Symantec Report Shows IT Risk Management Lacking
"We took commonly held beliefs and put them under scrutiny and see if they still hold up," said Bob Yang, director of Symantec education services. "The overall trend is very encouraging. IT as a discipline is maturing."
Researchers conducted in-depth surveys and face-to-face interviews with more than 400 IT professionals in an attempt to classify security, availability, performance and compliance risks in the workplace. Their findings led them to examine and challenge four myths upheld by IT personnel and corporate heads related to risks.
Ultimately, the study addressed the overarching importance that IT serves throughout an entire organization, indicating that companies will be required to take more steps to manage IT failures as the world becomes more dependent on IT systems and processes.
"Within an organization, (IT) absolutely impacts every function, from the lowest level on up," said Yang. "We see increasing momentum in security awareness and companies want to develop a comprehensive strategy. At a macro level, IT risk doesn't necessarily just impact a company. It impacts all its trading partners."
That doesn't mean that companies are rushing to beef up IT risk management policies. The study indicated a serious disconnect between organizations that expect a major issue from laptops and mobile devices and their plans to manage the risks that these devices potentially create. Highlights of the study also found that 63 percent of respondents expected a major IT failure at least once a year, and 69 percent expect IT incidents to occur about once a month, while only 40 percent were actively managing their assets.

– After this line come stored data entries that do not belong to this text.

PR #605, opened 2021-03-11
Clean up built projects to save space in pipeline

swernli:
This matches the change in https://github.com/microsoft/Quantum/pull/464 and will help avoid failures where the build pipeline fails because it runs out of space.


tcNickolas (changes requested):
Minor comment, but could you please match the indentation in the new code to the indentation in the rest of the file? Thank you!

tcNickolas (approved):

"While awareness is there, execution in terms of risk mitigation isn't there yet," Yang added.
In light of these statistics, Symantec researchers said that the survey's findings provided an opportunity to debunk popular myths and ultimately elevate and broaden the level of discussion between channel partners and their customers. Businesses and end users could then continue the conversation about adopting a comprehensive security strategy with their IT staff.
“What systems can tolerate more risk? Traditionally that discussion has been hard. Having a structured framework and toolset is a key part of the purpose of our report,” said Yang, who noted that the report could be used as a catalyst for channel partners to “move from a theoretical discussion to a fact-based discussion” with customers about comprehensive security strategies.
The study challenged the notion that IT risks are synonymous with security risks, concluding that businesses are adopting a more balanced view of IT risk, with more than 78 percent of respondents rating availability risk -- information or applications made inaccessible by process or systems failures -- as the most important aspect of IT risk.
"While systems might not go down, performance bottleneck can have just as devastating impact on a business," said Yang. "If your Website is slow and you miscalculate bandwidth requirements, it's just as bad as not having the Web site up at all."
The study found that many companies still see security as a one-time project -- a view which underestimates the evolving nature of security threats and IT risk management. The study also addressed the myth that IT risks could be mitigated by technology alone, concluding that the organizations that best managed their risk and have the fewest incidents, are those that balance technology with other sets of mitigations, such as training and updated process controls.
"As IT budgets shrink, people are forced to do more with less," said Yang. "The conventional strategy is that companies keep buying products but less service.”
Finally, the report debunked the fact that the IT risk management is a formulaic science, showing that in reality, that IT risk management is based on accumulated experience and adaptive good practices.
“IT is such a core part of business processes now,” said Yang. “I can’t imagine holding IT to a lower standard than that of the rest of the business.”